─── RECORDS FOR THE EXERCISE ───

PR #544, opened 2018-09-16
Bugfix: Debugging deftype Forms

cartesian-theatrics:
This is likely not mergable code as is, but hopefully gets the idea across. See https://github.com/clojure-emacs/cider/issues/2453 for more details.

### DIFF
--- a/src/cider/nrepl/middleware/debug.clj
+++ b/src/cider/nrepl/middleware/debug.clj
@@ -451,9 +451,11 @@ this map (identified by a key), and will `dissoc` it afterwards."}
 
 (def ^:dynamic *tmp-forms* (atom {}))
 (def ^:dynamic *do-locals* true)
+(def ^:dynamic *STATE__* nil)
+
 
 (defmacro with-initial-debug-bindings
-  "Let-wrap `body` with STATE__ map containing code, file, line, column etc.
+  "Let-wrap `body` with *STATE__* map containing code, file, line, column etc.
   STATE__ is an anaphoric variable available to all breakpoint macros. Ends with
   __ to avid conflicts with user locals and to signify that it's an internal
   variable which is cleaned in `sanitize-env' along other clojure's
@@ -461,20 +463,24 @@ this map (identified by a key), and will `dissoc` it afterwards."}
   {:style/indent 1}
   [& body]
   ;; NOTE: *msg* is the message that instrumented the function,
-  `(let [~'STATE__ {:msg ~(let [{:keys [code id file line column ns]} *msg*]
-                            (-> {:code code
-                                 ;; Passing clojure.lang.Namespace object
-                                 ;; as :original-ns breaks nREPL in bewildering
-                                 ;; ways.
-                                 :original-id id, :original-ns (str (or ns *ns*))
-                                 :file file, :line line, :column column}
-                                ;; There's an nrepl bug where the column starts counting
-                                ;; at 1 if it's after the first line. Since this is a
-                                ;; top-level sexp, a (= col 1) is much more likely to be
-                                ;; wrong than right.
-                                (update :column #(if (= % 1) 0 %))))
-                    :forms @*tmp-forms*}]
-     ~@body))
+  `(do
+     ;; Setting a root var because deftype does not respect locals.
+     (def *STATE__* {:msg ~(let [{:keys [code id file line column ns]} *msg*]
+                             (-> {:code code
+                                  ;; Passing clojure.lang.Namespace object
+                                  ;; as :original-ns breaks nREPL in bewildering
+                                  ;; ways.
+                                  :original-id id, :original-ns (str (or ns *ns*))
+                                  :file file, :line line, :column column}
+                                 ;; There's an nrepl bug where the column starts counting
+                                 ;; at 1 if it's after the first line. Since this is a
+                                 ;; top-level sexp, a (= col 1) is much more likely to be
+                                 ;; wrong than right.
+                                 (update :column #(if (= % 1) 0 %))))
+                     :forms @*tmp-forms*})
+     ~@body
+     (def *STATE__* nil)))
+
 
 (defn break
   "Breakpoint function.
@@ -509,14 +515,14 @@ this map (identified by a key), and will `dissoc` it afterwards."}
   [form {:keys [coor]} original-form]
   (let [val-form (if (looks-step-innable? form)
                    (let [[fn-sym & args] form]
-                     `(apply-instrumented-maybe (var ~fn-sym) [~@args] ~coor ~'STATE__))
+                     `(apply-instrumented-maybe (var ~fn-sym) [~@args] ~coor ~*STATE__*))
                    form)
         locals (when *do-locals*
                  (sanitize-env &env))]
     ;; Keep original forms in a separate atom to save some code
     ;; size. Unfortunately same trick wouldn't work for locals.
     (swap! *tmp-forms* assoc coor original-form)
-    `(break ~coor ~val-form ~locals ~'STATE__)))
+    `(break ~coor ~val-form ~locals ~*STATE__*)))
 
 (def irrelevant-return-value-forms
   "Set of special-forms whose return value we don't care about.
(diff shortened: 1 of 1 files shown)


bbatsov:
I haven't done much work on this part of the code, so I'll defer to @Malabarba, @vspinu and @grammati.

Malabarba:
I agree that this will probably break things. 

I'm also not sure if the added maintenance overhead of a proper solution would be worth the feature.
But I'm not the one who's being maintaining this code the most lately, so I'll let the others decide that.

cartesian-theatrics:
Yeah now that I think of it, I don't think this would even work if you instrumented more than one form at a time, so this definitely is not a workable solution.

An alternative approach is to modify the calls in the instrumentation code (e.g. ins/tag-form-recursively) to take the state map and flow it through, which would resolve the garbage issue at the cost of more change. I haven't yet investigated the details on any of this.

P.S. This is an awesome debugger! It has saved me tons of time, so thanks for all your work.

Malabarba:
> P.S. This is an awesome debugger! It has saved me tons of time, so thanks for all your work.

I'm glad it helped you. :-)

cartesian-theatrics:
@Malabarba @vspinu , this is so far the only approach that isn't turning into a big quagmire for me. Could something like this be made acceptable?

vspinu:
This might work actually. Does this produce nested state wraps?

vspinu:
I agree with @Malabarba that if deftype is the only form benefiting from this it's probably not worth it unless it's a really simple intervention. 

A simple solution would be to check if the top form is `deftype*` and do the wrap on each suitable form at level 1, along the lines that you proposed. 

An alternative solution would be to make `#dbg` and `#break` wrap state at the form where they are located. Then you could do something like:

```clj
(deftype Temp [a] 
  clojure.lang.IDeref
  (deref [this]
    #break
    (let [b 1]
      (+ a b))))
```

I am somewhat surprised that it's already not the the case. In the current implementation several    `#break`points will share the same state which surely results in unexpected `continue` behavior. There are a few debugger issues open touching on that. I think it would be wise to tackle all of these simultaneously. 

In any case, would you mind trying this approach? Basically moving STATE wrapping directly into `breakpoint-reader` and `debug-reader` and remove it from the `instrument-and-eval`.

cartesian-theatrics:
@vspinu , Yeah this only walks one level down. To me not supporting defrecord or deftype is a pretty critical short-cumming, so hopefully we can come to some solution.

It does look like continue might be problematic, but I haven't looked closely. Stepping is fine, though, as it wraps the next form in a new state before evaling it. So it looks like we aught to be able to generate all the state bindings ahead of time, which might actually be a cleaner solution overall. I'll give it a go when I get the chance -- probably this weekend.

vspinu:
> An alternative solution would be to make #dbg and #break wrap state at the form where they are located. 

I have looked at it myself and I think this is the way to go irrespective of this issue:

```diff
1 file changed, 12 insertions(+), 4 deletions(-)
src/cider/nrepl/middleware/debug.clj | 16 ++++++++++++----

modified   src/cider/nrepl/middleware/debug.clj
@@ -476,6 +476,13 @@ this map (identified by a key), and will `dissoc` it afterwards."}
                     :forms @*tmp-forms*}]
      ~@body))
 
+(defmacro breakpoint-with-initial-debug-bindings
+  {:style/indent 1}
+  [form dbg-state original-form]
+  `(with-initial-debug-bindings
+     (breakpoint-if-interesting
+       ~form ~dbg-state ~original-form)))
+
 (defn break
   "Breakpoint function.
   Send the result of form and its coordinates to the client and wait for
@@ -550,23 +557,24 @@ this map (identified by a key), and will `dissoc` it afterwards."}
              (expand-break ~form ~dbg-state ~original-form)
              (finally (reset! *skip-breaks* old-breaks#))))
         `(expand-break ~form ~dbg-state ~original-form)))))
+
 ;;; ## Data readers
 ;;
 ;; Set in `src/data_readers.clj`.
 (defn breakpoint-reader
   "#break reader. Mark `form` for breakpointing."
   [form]
-  (ins/tag-form form #'breakpoint-if-interesting))
+  (ins/tag-form form #'breakpoint-with-initial-debug-bindings))
 
 (defn debug-reader
   "#dbg reader. Mark all forms in `form` for breakpointing.
   `form` itself is also marked."
   [form]
-  (ins/tag-form-recursively form #'breakpoint-if-interesting))
+  (ins/tag-form (ins/tag-form-recursively form #'breakpoint-if-interesting)
+                #'breakpoint-with-initial-debug-bindings))
 
 (defn instrument-and-eval [form]
-  (let [form1 `(with-initial-debug-bindings
-                 ~(ins/instrument-tagged-code form))]
+  (let [form1 (ins/instrument-tagged-code form)]
     ;; (ins/print-form form1 true false)
     (try
       (binding [*tmp-forms* (atom {})]
```

I pushed this to `localized-debugger` branch. Unfortunately I will be able to look deeper only in the second half of October. For now let's sleep a bit on it. Would appreciate if you could play further on with it.

The following example works as expected:

```clj
(defprotocol MyInterface 
  (foo [this]))

(deftype Temp [a]
  MyInterface
  (foo [this]
    #dbg
    (let [b 1]
      (+ a b))))
(def temp (->Temp 3))
(foo temp)
```

But something strange happens with your deref example, or maybe I just did it wrongly. The debugger gets stuck in the last form:

```clj
(deftype Temp [a] 
  clojure.lang.IDeref
  (deref [this]
    #break
    (let [b 1]
      (+ a b))))
(def temp (->Temp 3))
@temp
```

cartesian-theatrics:
Looks great, I was just implementing something similar.  Only issue there is it looks like it'll wrap it even if it's not interesting? 

I think the last issue is something completely different. There's major weirdness with the built-in protocols. In this example, `IMeta` throws immediately, ILookup works fine, IFoo works fine.

```clojure
(deftype Temp []
  clojure.lang.IMeta
  (meta [this]
    (into {} (map vector (range 10) (range 10))))
  clojure.lang.Associative
  clojure.lang.ILookup
  (valAt [this k]
    (map list (range 10)))
  (valAt [this k not-found]
    (map list (range 10)))
  IFoo
  (foo [this]
    (map list (range 10))))
```

Maybe it has something to do with the type declarations on the Interfaces when you are implementing Interfaces? But then IMeta just returns an object, so idk what's going on there. This might be a major monkey wrench :(

cartesian-theatrics:
Okay, looks like instrumenting :static is at least one of the problems:
```clojure
(defprotocol IFoo (^:static foo [this]))
(deftype Temp []
  IFoo
  (foo [this]
    (into {} (map vector (range 10) (range 10)))))
(.foo (Temp.))
```

This will cause a stack overflow. looks like we may have to use reflection to determine if a method can be instrumented.

vspinu:
> Only issue there is it looks like it'll wrap it even if it's not interesting?

It's harmless and is not worth the code complication unless a meaningful message is conveyed to the user. Silently not-instrumenting or instrumenting and silently not running is the same thing. In any case it's not a big deal, it's up to the users to put debug readers in right place. 

> reflection to determine if a method can be instrumented.

I don't think so. The current code is oblivious of what form is instrumented and that is elegant and easy to maintain. To be able to deal with peculiarities of deftpe methods would require a pile of task specific hacks. We eventually want to make that debugger work in clojurescript, so any such complications  would be going in wrong direction. 

> This will cause a stack overflow

Works if you place an explicit reader:

```clj
(defprotocol IFoo (^:static foo [this]))
(deftype Temp []
  IFoo
  (foo [this]
    #dbg
    (into {} (map vector (range 10) (range 10)))))
(.foo (Temp.))
```

To be clear, I don't think trying to make `#dbg` work around the whole `deftype` is a worthwhile initiative. Users should be informed that `C-u C-M-x` is equivalent to adding a `#dbg` in front of the form and I think most of the users do already  know that. Thus, `C-u C-M-x` will fail on all form where `#dbg` will fail, like deftype or "non-interesting" forms. Instead, users should place `#dbg` in specific locations like in the example above. In multi method deftypes, it's unlikely that someone would be interested in debugging all methods of deftype at once, only some specific method, For this reason the localized debugger fix is a very good tradeoff between simplicity of the code-base and richness of the UI.

cartesian-theatrics:
That's fair, I totally agree. Just the the patch you provided I think would be great.

It might make sense at some point to write a spec for forms that are instrummentable just for the error message.

cartesian-theatrics:
@vspinu , what do you think about merging your patch?

vspinu:
Let me have a look at other debugger issues before the final say. Will try to have a look over the weekend.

───

--- INSTRUCTIONS TO FOLLOW ---
Among the entries above, identify all lines with "dynamic" and copy them.

--- EXERCISE SOLUTION ---
 (def ^:dynamic *tmp-forms* (atom {}))
 (def ^:dynamic *do-locals* true)
+(def ^:dynamic *STATE__* nil)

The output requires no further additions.